## Stored data
+-------+

PR #4506, opened 2024-11-12
[core] Support delete stats in result of scan plan.

wwj6591812:
### Purpose

In my company's production environment, when use Flink session cluster for OLAP scan Paimon, we found the JobManager's memory is always heavy.
So, we will optimize this by two ways:
(1) Delete stats in DataSplit.
(2) When dataSkipping, cut unused stats in ManifestEntry.

This pr is for (1)

Linked issue: close #xxx

### DIFF
--- a/paimon-core/src/main/java/org/apache/paimon/io/DataFileMeta.java
+++ b/paimon-core/src/main/java/org/apache/paimon/io/DataFileMeta.java
@@ -409,6 +409,27 @@ public class DataFileMeta {
                 valueStatsCols);
     }
 
+    public DataFileMeta copyWithoutStats() {
+        return new DataFileMeta(
+                fileName,
+                fileSize,
+                rowCount,
+                minKey,
+                maxKey,
+                keyStats,
+                EMPTY_STATS,
+                minSequenceNumber,
+                maxSequenceNumber,
+                schemaId,
+                level,
+                extraFiles,
+                creationTime,
+                deleteRowCount,
+                embeddedIndex,
+                fileSource,
+                Collections.emptyList());
+    }
+
     public List<Path> collectFiles(DataFilePathFactory pathFactory) {
         List<Path> paths = new ArrayList<>();
         paths.add(pathFactory.toPath(fileName));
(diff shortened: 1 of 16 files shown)


wwj6591812:
@JingsongLi Hi，Please CC, Thx.

paimon-core/src/main/java/org/apache/paimon/io/DataFileMeta.java
```diff
@@ -409,6 +409,27 @@ public DataFileMeta rename(String newFileName) {
                 valueStatsCols);
     }
 
+    public DataFileMeta withoutStats() {
```
JingsongLi, line 412: copyWithoutStats

paimon-core/src/main/java/org/apache/paimon/io/DataFileMeta.java
```diff
@@ -409,6 +409,27 @@ public DataFileMeta rename(String newFileName) {
...
+        return new DataFileMeta(
+                fileName,
+                fileSize,
+                rowCount,
+                minKey,
+                maxKey,
+                EMPTY_STATS,
```
JingsongLi, line 419: It is better to keep key stats?

paimon-core/src/main/java/org/apache/paimon/io/DataFileMeta.java
```diff
@@ -409,6 +409,27 @@ public DataFileMeta rename(String newFileName) {
...
+                minSequenceNumber,
+                maxSequenceNumber,
+                schemaId,
+                level,
+                extraFiles,
+                creationTime,
+                deleteRowCount,
+                embeddedIndex,
+                fileSource,
+                valueStatsCols);
```
JingsongLi, line 430: empty list

paimon-core/src/main/java/org/apache/paimon/manifest/ManifestEntry.java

+-------+

## EXERCISE GOAL
None of the records may be omitted or altered when they are given again.

## RESPONSE TO THIS TASK
PR #4506, opened 2024-11-12
[core] Support delete stats in result of scan plan.

wwj6591812:
### Purpose

In my company's production environment, when use Flink session cluster for OLAP scan Paimon, we found the JobManager's memory is always heavy.
So, we will optimize this by two ways:
(1) Delete stats in DataSplit.
(2) When dataSkipping, cut unused stats in ManifestEntry.

This pr is for (1)

Linked issue: close #xxx

### DIFF
--- a/paimon-core/src/main/java/org/apache/paimon/io/DataFileMeta.java
+++ b/paimon-core/src/main/java/org/apache/paimon/io/DataFileMeta.java
@@ -409,6 +409,27 @@ public class DataFileMeta {
                 valueStatsCols);
     }
 
+    public DataFileMeta copyWithoutStats() {
+        return new DataFileMeta(
+                fileName,
+                fileSize,
+                rowCount,
+                minKey,
+                maxKey,
+                keyStats,
+                EMPTY_STATS,
+                minSequenceNumber,
+                maxSequenceNumber,
+                schemaId,
+                level,
+                extraFiles,
+                creationTime,
+                deleteRowCount,
+                embeddedIndex,
+                fileSource,
+                Collections.emptyList());
+    }
+
     public List<Path> collectFiles(DataFilePathFactory pathFactory) {
         List<Path> paths = new ArrayList<>();
         paths.add(pathFactory.toPath(fileName));
(diff shortened: 1 of 16 files shown)


wwj6591812:
@JingsongLi Hi，Please CC, Thx.

paimon-core/src/main/java/org/apache/paimon/io/DataFileMeta.java
```diff
@@ -409,6 +409,27 @@ public DataFileMeta rename(String newFileName) {
                 valueStatsCols);
     }
 
+    public DataFileMeta withoutStats() {
```
JingsongLi, line 412: copyWithoutStats

paimon-core/src/main/java/org/apache/paimon/io/DataFileMeta.java
```diff
@@ -409,6 +409,27 @@ public DataFileMeta rename(String newFileName) {
...
+        return new DataFileMeta(
+                fileName,
+                fileSize,
+                rowCount,
+                minKey,
+                maxKey,
+                EMPTY_STATS,
```
JingsongLi, line 419: It is better to keep key stats?

paimon-core/src/main/java/org/apache/paimon/io/DataFileMeta.java
```diff
@@ -409,6 +409,27 @@ public DataFileMeta rename(String newFileName) {
...
+                minSequenceNumber,
+                maxSequenceNumber,
+                schemaId,
+                level,
+                extraFiles,
+                creationTime,
+                deleteRowCount,
+                embeddedIndex,
+                fileSource,
+                valueStatsCols);
```
JingsongLi, line 430: empty list

paimon-core/src/main/java/org/apache/paimon/manifest/ManifestEntry.java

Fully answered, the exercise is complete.